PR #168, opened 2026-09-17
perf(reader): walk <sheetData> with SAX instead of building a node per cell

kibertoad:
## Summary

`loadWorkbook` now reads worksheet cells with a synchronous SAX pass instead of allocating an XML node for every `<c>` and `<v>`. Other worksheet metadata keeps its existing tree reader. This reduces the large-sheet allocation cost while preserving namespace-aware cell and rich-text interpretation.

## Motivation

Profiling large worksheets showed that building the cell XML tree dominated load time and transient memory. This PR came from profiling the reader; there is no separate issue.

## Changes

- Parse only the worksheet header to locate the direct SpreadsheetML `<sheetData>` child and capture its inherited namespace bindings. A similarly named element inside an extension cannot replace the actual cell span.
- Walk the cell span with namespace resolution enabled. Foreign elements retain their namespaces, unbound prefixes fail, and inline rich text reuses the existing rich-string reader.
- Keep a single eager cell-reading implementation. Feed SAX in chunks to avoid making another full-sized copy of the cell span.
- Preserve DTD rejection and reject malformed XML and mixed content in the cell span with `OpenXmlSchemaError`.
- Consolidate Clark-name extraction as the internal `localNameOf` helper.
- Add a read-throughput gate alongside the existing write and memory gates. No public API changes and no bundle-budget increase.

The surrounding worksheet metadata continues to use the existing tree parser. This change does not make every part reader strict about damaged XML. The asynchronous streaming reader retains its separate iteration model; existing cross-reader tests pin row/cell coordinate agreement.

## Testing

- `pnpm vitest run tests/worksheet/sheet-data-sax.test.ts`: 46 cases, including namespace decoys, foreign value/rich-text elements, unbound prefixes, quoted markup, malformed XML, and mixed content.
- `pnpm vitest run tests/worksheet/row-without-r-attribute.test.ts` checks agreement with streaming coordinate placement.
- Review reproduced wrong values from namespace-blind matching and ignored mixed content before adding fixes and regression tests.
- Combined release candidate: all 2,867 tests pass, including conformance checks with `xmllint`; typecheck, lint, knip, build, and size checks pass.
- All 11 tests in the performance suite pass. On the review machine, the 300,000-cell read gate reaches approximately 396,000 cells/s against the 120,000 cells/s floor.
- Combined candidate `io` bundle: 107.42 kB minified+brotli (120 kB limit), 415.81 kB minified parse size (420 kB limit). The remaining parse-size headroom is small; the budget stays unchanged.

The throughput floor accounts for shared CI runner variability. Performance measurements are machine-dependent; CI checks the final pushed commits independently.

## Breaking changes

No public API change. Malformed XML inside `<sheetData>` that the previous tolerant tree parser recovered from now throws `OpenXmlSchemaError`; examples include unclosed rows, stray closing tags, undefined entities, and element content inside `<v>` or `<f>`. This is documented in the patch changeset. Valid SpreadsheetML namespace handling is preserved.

****************************************

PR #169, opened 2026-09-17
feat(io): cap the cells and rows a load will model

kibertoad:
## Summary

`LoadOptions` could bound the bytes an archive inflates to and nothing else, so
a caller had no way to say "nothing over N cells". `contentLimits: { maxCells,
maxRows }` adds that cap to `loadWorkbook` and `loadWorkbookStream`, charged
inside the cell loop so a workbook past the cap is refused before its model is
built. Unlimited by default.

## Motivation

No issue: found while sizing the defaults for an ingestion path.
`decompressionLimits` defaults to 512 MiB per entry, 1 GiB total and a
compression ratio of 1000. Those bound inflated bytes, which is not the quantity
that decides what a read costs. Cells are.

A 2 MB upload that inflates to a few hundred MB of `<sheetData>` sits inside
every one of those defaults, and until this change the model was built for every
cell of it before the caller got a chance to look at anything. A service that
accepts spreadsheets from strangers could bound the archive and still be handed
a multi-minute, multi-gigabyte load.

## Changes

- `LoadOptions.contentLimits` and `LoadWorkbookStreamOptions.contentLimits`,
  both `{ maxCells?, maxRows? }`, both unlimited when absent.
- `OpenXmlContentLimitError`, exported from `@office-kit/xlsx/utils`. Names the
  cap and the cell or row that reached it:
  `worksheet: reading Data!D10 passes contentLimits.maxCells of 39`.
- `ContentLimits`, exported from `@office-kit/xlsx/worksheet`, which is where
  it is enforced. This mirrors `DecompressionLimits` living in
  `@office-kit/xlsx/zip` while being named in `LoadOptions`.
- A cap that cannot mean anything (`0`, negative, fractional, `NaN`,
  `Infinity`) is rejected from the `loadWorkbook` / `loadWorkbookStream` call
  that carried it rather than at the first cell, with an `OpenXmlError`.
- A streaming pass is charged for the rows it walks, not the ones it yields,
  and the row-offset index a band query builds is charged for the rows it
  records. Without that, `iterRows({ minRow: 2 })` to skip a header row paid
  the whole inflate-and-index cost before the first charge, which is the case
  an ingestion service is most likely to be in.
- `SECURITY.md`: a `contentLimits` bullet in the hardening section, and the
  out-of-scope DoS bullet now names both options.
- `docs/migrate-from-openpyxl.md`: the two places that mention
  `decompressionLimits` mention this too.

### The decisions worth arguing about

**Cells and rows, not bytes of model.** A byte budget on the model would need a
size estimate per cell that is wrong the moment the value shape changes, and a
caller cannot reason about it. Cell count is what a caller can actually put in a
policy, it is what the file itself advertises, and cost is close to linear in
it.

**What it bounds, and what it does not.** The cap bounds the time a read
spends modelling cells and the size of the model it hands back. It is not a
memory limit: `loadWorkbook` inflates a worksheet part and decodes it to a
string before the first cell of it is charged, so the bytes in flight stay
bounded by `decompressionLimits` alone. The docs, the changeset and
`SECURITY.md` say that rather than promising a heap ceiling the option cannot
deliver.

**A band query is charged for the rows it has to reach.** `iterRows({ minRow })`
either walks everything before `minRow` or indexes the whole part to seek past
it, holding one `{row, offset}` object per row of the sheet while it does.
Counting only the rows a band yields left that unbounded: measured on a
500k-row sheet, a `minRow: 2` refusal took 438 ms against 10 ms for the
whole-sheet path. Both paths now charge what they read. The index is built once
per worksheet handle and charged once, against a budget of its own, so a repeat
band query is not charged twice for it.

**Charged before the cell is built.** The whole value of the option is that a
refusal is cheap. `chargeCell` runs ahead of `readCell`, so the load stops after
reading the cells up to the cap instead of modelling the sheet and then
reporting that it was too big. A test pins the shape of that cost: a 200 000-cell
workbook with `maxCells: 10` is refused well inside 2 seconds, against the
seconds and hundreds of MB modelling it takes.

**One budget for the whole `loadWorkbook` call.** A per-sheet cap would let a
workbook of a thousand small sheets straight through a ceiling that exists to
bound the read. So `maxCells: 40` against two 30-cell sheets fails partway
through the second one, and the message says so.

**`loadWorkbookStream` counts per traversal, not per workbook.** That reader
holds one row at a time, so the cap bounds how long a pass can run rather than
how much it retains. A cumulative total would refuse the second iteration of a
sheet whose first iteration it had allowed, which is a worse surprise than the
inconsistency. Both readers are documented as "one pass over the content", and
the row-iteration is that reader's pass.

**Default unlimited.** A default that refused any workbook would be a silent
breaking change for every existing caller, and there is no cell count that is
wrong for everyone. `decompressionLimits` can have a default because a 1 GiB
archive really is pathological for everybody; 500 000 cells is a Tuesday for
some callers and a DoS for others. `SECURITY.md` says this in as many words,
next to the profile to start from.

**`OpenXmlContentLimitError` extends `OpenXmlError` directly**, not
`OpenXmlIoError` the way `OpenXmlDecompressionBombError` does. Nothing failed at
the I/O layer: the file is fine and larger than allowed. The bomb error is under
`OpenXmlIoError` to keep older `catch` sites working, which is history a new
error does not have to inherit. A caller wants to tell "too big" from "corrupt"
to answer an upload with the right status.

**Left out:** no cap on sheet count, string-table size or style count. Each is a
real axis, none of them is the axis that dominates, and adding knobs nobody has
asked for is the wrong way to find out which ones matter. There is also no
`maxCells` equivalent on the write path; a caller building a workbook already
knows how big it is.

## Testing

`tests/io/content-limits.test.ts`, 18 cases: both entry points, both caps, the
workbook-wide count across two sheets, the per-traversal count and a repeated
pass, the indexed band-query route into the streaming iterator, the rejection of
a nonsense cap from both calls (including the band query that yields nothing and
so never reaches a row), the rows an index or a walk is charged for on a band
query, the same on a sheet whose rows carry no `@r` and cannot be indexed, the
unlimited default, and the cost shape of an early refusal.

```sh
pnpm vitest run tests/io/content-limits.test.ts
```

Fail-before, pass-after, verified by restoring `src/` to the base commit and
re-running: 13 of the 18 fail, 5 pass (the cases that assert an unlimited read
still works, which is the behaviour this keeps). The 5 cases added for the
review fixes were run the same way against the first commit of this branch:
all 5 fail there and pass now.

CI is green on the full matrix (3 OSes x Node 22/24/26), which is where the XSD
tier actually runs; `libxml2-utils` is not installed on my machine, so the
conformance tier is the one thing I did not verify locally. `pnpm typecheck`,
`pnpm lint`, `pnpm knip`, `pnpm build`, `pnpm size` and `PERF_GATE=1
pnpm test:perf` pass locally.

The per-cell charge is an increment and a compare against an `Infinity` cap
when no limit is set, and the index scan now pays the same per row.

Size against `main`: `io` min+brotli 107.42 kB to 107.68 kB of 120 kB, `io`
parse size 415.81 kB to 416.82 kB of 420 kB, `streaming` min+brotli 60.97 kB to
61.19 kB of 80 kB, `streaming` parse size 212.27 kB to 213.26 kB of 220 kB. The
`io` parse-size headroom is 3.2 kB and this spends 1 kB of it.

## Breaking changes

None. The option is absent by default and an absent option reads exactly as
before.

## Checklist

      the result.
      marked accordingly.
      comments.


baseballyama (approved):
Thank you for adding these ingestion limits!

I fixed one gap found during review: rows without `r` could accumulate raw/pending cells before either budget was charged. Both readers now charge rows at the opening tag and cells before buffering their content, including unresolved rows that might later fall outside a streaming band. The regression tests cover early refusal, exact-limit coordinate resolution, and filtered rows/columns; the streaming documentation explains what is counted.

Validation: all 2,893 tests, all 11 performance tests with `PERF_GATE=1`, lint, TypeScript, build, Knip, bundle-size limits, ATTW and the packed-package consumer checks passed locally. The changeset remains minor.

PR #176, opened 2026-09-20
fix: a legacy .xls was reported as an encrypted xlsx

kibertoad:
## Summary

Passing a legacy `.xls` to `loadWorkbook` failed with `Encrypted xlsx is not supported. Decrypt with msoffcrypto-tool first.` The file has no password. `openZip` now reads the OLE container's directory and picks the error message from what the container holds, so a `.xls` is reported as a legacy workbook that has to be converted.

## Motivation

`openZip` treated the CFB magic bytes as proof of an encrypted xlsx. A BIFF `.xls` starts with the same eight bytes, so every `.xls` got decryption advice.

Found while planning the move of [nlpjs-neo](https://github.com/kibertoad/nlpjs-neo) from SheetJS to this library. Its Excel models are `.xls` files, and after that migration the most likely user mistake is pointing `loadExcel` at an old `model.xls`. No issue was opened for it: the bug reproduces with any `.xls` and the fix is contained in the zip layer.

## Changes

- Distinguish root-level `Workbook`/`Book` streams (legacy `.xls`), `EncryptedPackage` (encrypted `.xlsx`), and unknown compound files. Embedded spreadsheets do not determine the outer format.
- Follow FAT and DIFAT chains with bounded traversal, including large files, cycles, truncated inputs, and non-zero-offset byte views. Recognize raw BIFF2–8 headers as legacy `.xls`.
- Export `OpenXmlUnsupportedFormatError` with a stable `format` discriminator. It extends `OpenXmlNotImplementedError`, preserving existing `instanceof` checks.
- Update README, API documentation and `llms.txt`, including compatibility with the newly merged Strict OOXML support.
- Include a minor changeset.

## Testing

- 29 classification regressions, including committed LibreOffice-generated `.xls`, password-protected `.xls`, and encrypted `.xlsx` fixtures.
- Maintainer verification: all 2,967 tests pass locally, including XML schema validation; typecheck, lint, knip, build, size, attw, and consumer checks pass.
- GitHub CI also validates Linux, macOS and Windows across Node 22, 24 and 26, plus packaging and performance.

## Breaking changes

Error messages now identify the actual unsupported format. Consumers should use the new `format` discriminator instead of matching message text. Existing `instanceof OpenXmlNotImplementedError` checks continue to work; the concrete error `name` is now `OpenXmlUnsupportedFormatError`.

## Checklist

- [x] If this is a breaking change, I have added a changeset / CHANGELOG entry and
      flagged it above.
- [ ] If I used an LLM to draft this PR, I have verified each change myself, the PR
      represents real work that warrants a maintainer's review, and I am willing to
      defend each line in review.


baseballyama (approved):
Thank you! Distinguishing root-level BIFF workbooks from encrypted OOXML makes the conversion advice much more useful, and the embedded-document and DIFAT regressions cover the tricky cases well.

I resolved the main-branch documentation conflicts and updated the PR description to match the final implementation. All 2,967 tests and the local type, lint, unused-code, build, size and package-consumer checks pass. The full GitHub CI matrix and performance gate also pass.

****************************************

What is the number of lines in the data holding the word "branch"? Reply with that number only.

2